Raising the debt ceiling became a crisis because Washington made it so. There were other ways around it for the president, including invoking the 14th Amendment, which states that "The validity of the public debt shall not be questioned" by a debt ceiling.
House Speaker John Boehner did a miserable job of corralling his own party. There are 435 members of the House of Representatives, and 241 are Republicans. Only 60 are tea party members, yet Boehner let these 60 extremists dictate the entire course of action on the debt limit. Without them he had 181 votes, compared to the 183 for the Democrats. He could have picked up a couple of Democrats and gotten the job done. It's hard to believe someone could be a worse speaker than Nancy Pelosi, but we have to admit she would have done a better job of leading and gotten the job done for the American public.
What we have now is a mixed bag no one is happy with. There is an increase of $900 billion in the debt limit and a cut, in two steps, of $917 billion in spending, unless Congress decides to repeal it. Then a special bipartisan committee is charged with finding additional cuts of up to $1.5 trillion for a vote this year. If Congress fails to pass those cuts by Dec. 23, automatic cuts will take place in military and domestic spending.

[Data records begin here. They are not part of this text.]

PR #1633, opened 2019-07-24
Remove lunr search indexing

cwjohnston:
### Description

Removes grunt task and related dependencies for generating search index via Lunr

## Motivation and Context

We now use Algolia for search, so Lunr is no longer needed.

Also removes `string` and `js-yaml` javascript modules for which we have some open security alerts in #1586 .

## Review Instructions

I'll deploy to stage and we can confirm if search still works.

### DIFF
--- a/Gruntfile.js
+++ b/Gruntfile.js
@@ -1,6 +1,4 @@
 const sass = require('node-sass');
-var yaml = require("js-yaml");
-var S = require("string");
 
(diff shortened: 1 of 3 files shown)


cwjohnston:
Search still works in staging, but of course the results link to production 🙃 

I think this is good to merge.

apaskulin (approved):
Reviewed on staging and everything looks good!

Everyone expected the stock market to bolt ahead 200 to 400 points on news of the debt deal. Instead, stocks have fallen for two days. The country's problems are far bigger than the debt ceiling, and Wall Street has to spend its own money, unlike Congress and the White House, which spend ours.

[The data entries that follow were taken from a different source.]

PR #1652, opened 2019-08-02
add index function syntax examples for labels and annotations

### LINKED ISSUE #1651: Update Sensu Go Token Substitution with examples using index function to access labels and annotations with "dots" in the name.
Provide note in token substitution reference on how to access labels and annotations using the index function fro go template.

corner case in golang template operation. "dots"  get intepreted as object seperators.
an annotation key like "this.example" gets intepretted incorrectly using standard syntax

{{annotations.this.example}}   fails because "this" is interpreted as an object 
What we need instead is to use construct like

{{index annotations "this.example"}}  would succeed because we've explicit asked the template engine to treat annotations as a key/value mapping and we are asking for the value for the "this.example" key and explicitly indicating the key is a string.

annotations and labels with dots in the name break your brain. Need to breadcrumb correct syntax when we introduce token subs to inception the index function for people to vaguely remember so they can go try to look up how to use it when they run into trouble.

## This is an issue with:

jspaleta:
## Description
Add token sub index function example to handle labels/annotations with dots in the name

## Motivation and Context
dots are allow in key names.. but standard token sub template syntax is confused by them. 
Need to add example of using the index function as an aid for people to find.

this Fixes #1651


content/sensu-go/5.11/reference/tokens.md
```diff
@@ -36,7 +36,11 @@ Tokens are invoked by wrapping references to entity attributes and labels with d
 - `{{ .name }}` would be replaced with the [entity `name` attribute][3]
 - `{{ .labels.url }}` would be replaced with a custom label called `url`
 - `{{ .labels.disk_warning }}` would be replaced with a custom label called
+- `{{ index .labels "disk_warning" }}` would be replaced with a custom label called
   `disk_warning`
+- `{{ index .labels "cpu.threshold" }}` would be replaced with a custom label called `cpu.threshold`
+
+Note: when an annotation or label name has a dot (ex: `cpu.threshold`), the template index function syntax must be used to ensure correct processing, as the dot notation is also used for object nesting.
```
apaskulin:
```suggestion
_NOTE: when an annotation or label name has a dot (ex: `cpu.threshold`), the template index function syntax must be used to ensure correct processing, as the dot notation is also used for object nesting._
```

content/sensu-go/5.12/reference/tokens.md
```diff
@@ -36,7 +36,11 @@ Tokens are invoked by wrapping references to entity attributes and labels with d
 - `{{ .name }}` would be replaced with the [entity `name` attribute][3]
 - `{{ .labels.url }}` would be replaced with a custom label called `url`
 - `{{ .labels.disk_warning }}` would be replaced with a custom label called
+- `{{ index .labels "disk_warning" }}` would be replaced with a custom label called
   `disk_warning`
+- `{{ index .labels "cpu.threshold" }}` would be replaced with a custom label called `cpu.threshold`
+
+Note: when an annotation or label name has a dot (ex: `cpu.threshold`), the template index function syntax must be used to ensure correct processing, as the dot notation is also used for object nesting.
```
apaskulin:
```suggestion
_NOTE: when an annotation or label name has a dot (ex: `cpu.threshold`), the template index function syntax must be used to ensure correct processing, as the dot notation is also used for object nesting._
```

apaskulin (approved):
Looks good! I Added suggestions to apply the NOTE callout style.

content/sensu-go/5.11/reference/tokens.md
```diff
@@ -36,7 +36,11 @@ Tokens are invoked by wrapping references to entity attributes and labels with d
 - `{{ .name }}` would be replaced with the [entity `name` attribute][3]
 - `{{ .labels.url }}` would be replaced with a custom label called `url`
```
cwjohnston, line 37: @jspaleta seems like lines 37 and 38 should be removed as they are examples of the usage this PR seeks to update. WDYT?

apaskulin: From jef: "I want to point out both syntaxes as they will see both in practice when looking at configs in the wild. Index notation is only needed if the key string includes a dot."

There are other issues that have surfaced but have not been resolved, creating more uncertainty. Two of the most prominent of those issues are an increase in taxes on the wealthy and a balanced budget amendment.

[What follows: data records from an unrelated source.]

PR #1654, opened 2019-08-02
use explicit javascript dictionary syntax for label indexing in filter examples

jspaleta:
## Description
change label filter examples with dots to use javascript dictionary index syntax.

## Motivation and Context
labels/annotations with "dots" in the name need to use explicit index syntax

this works:
```
event.check.labels["this.example.msg"] == "hey"
```

this fails
```
event.check.labels.this.example.msg == "hey"
```


rgeniesse:
@jspaleta can you fix the JSON issues called out in https://travis-ci.com/sensu/sensu-docs/jobs/222153325? Thanks!

jspaleta:
ah I fell into the json trap!.. I tested the updated filter syntax using a live javascript editor, but the configuration its embedded in not valid json.....

rgeniesse (approved):
LGTM :shipit:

Having said the above, this country faces a far more critical problem in the economic maelstrom we are mired in. We may be slipping back into a serious recession. Growth in our economy is hovering around 1 percent, far less than is needed for a turnaround. There are officially 14 million unemployed in America, but as many as 10 million more jobless are not counted because they've given up looking for work. And while the economy falters, banks and corporations are sitting on trillions of dollars of cash.
But they won't invest it because they don't have any confidence in government finding a way out of the recession. Confidence is the key word. Without it no one, including the public, is going to go out and spend the kind of money necessary to turn the economy around and see businesses start hiring to fill the demand.
The important steps forward demand intelligence, good common sense and the art of timing.
Politicians have spent fortunes, a good deal of which could have been avoided. But the economy needs federal spending to continue to get factories working and people employed.
One would hope that Congress and the president understand that, have enough common sense to implement it and then know when the time is right for the spending faucets to be turned off.
Congress doesn't like to face up to distasteful problems. But there are two that cannot be ignored: Medicare and Social Security. By any standard of measurement, they cannot be sustained in their present forms in the coming decades.
They used to comprise 30 percent of the budget; they now comprise about half. Defense used to be 52 percent of the budget; it's now 20 percent. The problem is that if you attack Medicare, the elderly rise up in arms. Kathy Hochul learned how to exploit that and get elected to Congress. But we have to face the fact that people are living longer and health care costs are skyrocketing. Quite simply, and as much as we would like to take care of everyone, there's not enough tax money to cover that bill and still conduct the business of the government.
If the whole debt debacle wasn't already overwhelming, think about who is going to pay. Government spending has gone from 18 percent of gross domestic product in 2001 to 24 percent in 2011. In 1986, the top earners paid 43 percent of total tax revenue; today they pay 59 percent. In 1986, 18.5 percent of Americans paid no income taxes; today 51 percent of Americans pay no income taxes.
We could continue to pile the burden on the rich, and maybe that's OK, but we have to remember that the majority of Americans pay no income tax. What's left is not the percentage you want carrying the load. One would hope that everyone would pitch in to some extent.
Facing up to these problems is the job of our elected officials. It requires leadership, courage and statesmanship.
It's an awful lot to ask, considering their recent performance, and is a reason why the markets and the business communities have little reason to spend the money necessary to turn the economy around.